From the earliest form of trading where the barter system was used to exchange goods, the invention of currencies, and the industrial revolution that led to increased international trade, we have evolved into the adoption of nuanced trading systems with the advent of electronic technology and the internet. Two of the most spread trading markets today are forex trading and crypto trading.
It is normal to have confusion while choosing the best market that suits you from crypto and forex. This article will guide you through the decision-making process by delving into a brief examination of both. We will go through key differences, profitability, safety, and important additional insights. Let’s get started.
Forex Trading & Crypto Trading: What Are They?
Foreign exchange trading, shortened as forex trading, is the buying and selling process of nation-based currencies in pairs. With examples such as EUR/USD and CAD/JPY, it is the largest financial market with around 18 major currencies and 128 currency pairs. Beginning in the 17th century, the Amsterdam-based currency exchange market was the primary form of modern forex. It then became a well-organized system after World War II when the currencies started pegging to the US dollar, backed by gold reserves. In 1971, forex became a free-floating currency system when the U.S. dollar’s convertibility to gold was suspended.
Cryptocurrency trading started with the invention of Bitcoin in 2009 by Satoshi Nakamoto (a pseudonym). Initially, crypto trading involved the buying and selling of Bitcoin, but the emergence of new cryptocurrencies and other blockchain-based digital assets has made it a multi-billion dollar industry within two decades. Major currencies other than Bitcoin ($BTC) include Ethereum (ETH), XRP, BNB, and Solana (SOL).
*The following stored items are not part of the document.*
PR #4074, opened 2022-11-23
BGDIDIC-935: add new attribute gkat to basic tooltip

ltclm:
replace data.geo.admin.ch download links with madd link


rebert (approved):
LGTM

PR #4079, opened 2022-11-29
BGDIDIC-2472: update legends

faselm:


ltclm (approved):
the english image is not transparent. besides that looks good to me.

rebert (changes requested):
thanks. but it seems, that _en is not transparent

rebert (approved):

PR #4089, opened 2022-12-08
Revert "Updating milestone branch from Master"

ltclm:
Reverts geoadmin/mf-chsdi3#4088


ltshb (changes requested):
I would not do a revert, but try to understand why it is broken otherwise we will likely have the same issue during the deploy day.

PR #4090, opened 2022-12-08
Fixing pool pre ping default value.

ltshb:
When no pool pre ping environment variable is defined then the config
`sqlalchemy.pool_pre_ping` is an empty string.


ltclm (approved):
thank you

PR #4095, opened 2022-12-16
BGDIINF_SB-2589: global config for aerialimages and histmaps

rebert:
- The data path towards histmaps and aerialimages is set in the env

- Usefull for migration and testing towards sys-aerialimages and sys-hist technical URLs


ltclm (approved):
thank you!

These currencies can be traded with any other pairs but the dominance of the dollar has made USD-based cryptocurrencies (stablecoins) the default pairs.
Key Differences Between Crypto & Forex Trading
While there are numerous similarities between crypto and forex trading, some distinct differences exist. We can see these differences in the market users, market size, trade structure, accessibility, and volatility. Let’s break it down.
- Market Users: Central banks and governments are major participants in forex trading, not to make profits, but to regulate and stabilize the exchange rate to balance the economy. Other players include hedge funds, institutional investors, retail traders, and international businesses. The retail participants depend on a broker platform to trade. When it comes to crypto, individual and institutional traders, centralized and decentralized exchanges, and miners or stakers, are the main users. Blockchain developers and online communities also play important roles.
- Market Size: Forex is the largest global market, generating a daily trading volume of 7.5 trillion dollars. It is larger than stocks, bonds, commodities, and crypto combined. The crypto market size is around 2.7 trillion dollars (19/03/2025). Despite the small-cap compared to forex, crypto has witnessed exponential growth in recent years. It is expected to reach 6 trillion by 2029.
- Trade Structure: While both markets depend upon supply and demand, forex is highly regulated, making its structure centralized. Crypto is largely transparent and decentralized, with every transaction stored on a digital ledger and verified by the community. Forex’s formalized and regulated market reduces fraud risks while crypto’s decentralization increases transparency.
- Accessibility: Anyone with a wallet address and some funds in it can trade crypto. However, some of the centralized crypto exchanges demand the user to verify their identity (KYC). The trading is available 24/7. In forex, participants require a broker regulated by the authorities and strict identity verification. The trading is limited to weekdays. Unlike over 11,000 currencies to choose from in crypto, forex is limited to 80 pairs.
- Volatility: Although both markets are volatile, crypto regularly witnesses high fluctuations and it is generally low in forex. If we delve into history, we can see 10% to 100% crypto corrections in a day, mainly due to the lack of a central authority to create balance. The interventions of central banks and governments have made forex more stable.
Forex vs Crypto: Which One Is Safer?
Forex trading is generally considered to be safe due to strict regulation, high liquidity, and lower volatility. However, it still has risks, including international economic tensions and unexpected external interventions like the climate crisis. These issues can result in losses, especially to the high leverage positions.
Forex vs Crypto: Which One Is Profitable?
The profitability of both crypto and forex depends upon the tactics used by the trader and a significant amount of luck. If you are a beginner trader, it is easy to enter crypto due to low barriers to register, but forex is preferable for newcomers mainly because of its well-established regulatory framework. Although crypto can deliver incredible returns, it always comes with extreme risks.
Concluding Thoughts: Which One To Choose?
Forex and crypto markets are great opportunities to make significant returns if we study the market carefully and act accordingly. However, choosing between the two is a highly personal decision, which should be based on your goals, needs, understanding of the markets, and patience.
If you like taking risks with the funds you can afford to lose, crypto will fit you. Before investing in any projects, try to learn by accessing the whitepapers and engaging with the communities. Whether you choose crypto or forex, make sure you do your own research to avoid losses.